*TASK DETAILS*. The task here is to set down every line of the listing exactly.

*DATA EXCERPT*.
PR #901, opened 2016-12-01
calc: new recipe for a C-style arbitrary precision calculator

raefaldhia:


sci-mathematics/calc/calc-2.12.5.3.recipe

*WRITTEN SOLUTION*.
PR #901, opened 2016-12-01
calc: new recipe for a C-style arbitrary precision calculator

raefaldhia:


sci-mathematics/calc/calc-2.12.5.3.recipe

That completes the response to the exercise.